**Instructions to follow**
Copy every line from the material below that holds "module".

**Data under study**
*** Begin section ***

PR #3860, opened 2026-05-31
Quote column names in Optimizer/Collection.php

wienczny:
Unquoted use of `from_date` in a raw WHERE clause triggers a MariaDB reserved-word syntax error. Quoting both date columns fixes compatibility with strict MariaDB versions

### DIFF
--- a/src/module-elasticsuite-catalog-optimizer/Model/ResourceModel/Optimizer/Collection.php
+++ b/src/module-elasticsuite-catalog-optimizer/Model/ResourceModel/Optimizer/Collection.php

*** End section ***

**Written response**
--- a/src/module-elasticsuite-catalog-optimizer/Model/ResourceModel/Optimizer/Collection.php
+++ b/src/module-elasticsuite-catalog-optimizer/Model/ResourceModel/Optimizer/Collection.php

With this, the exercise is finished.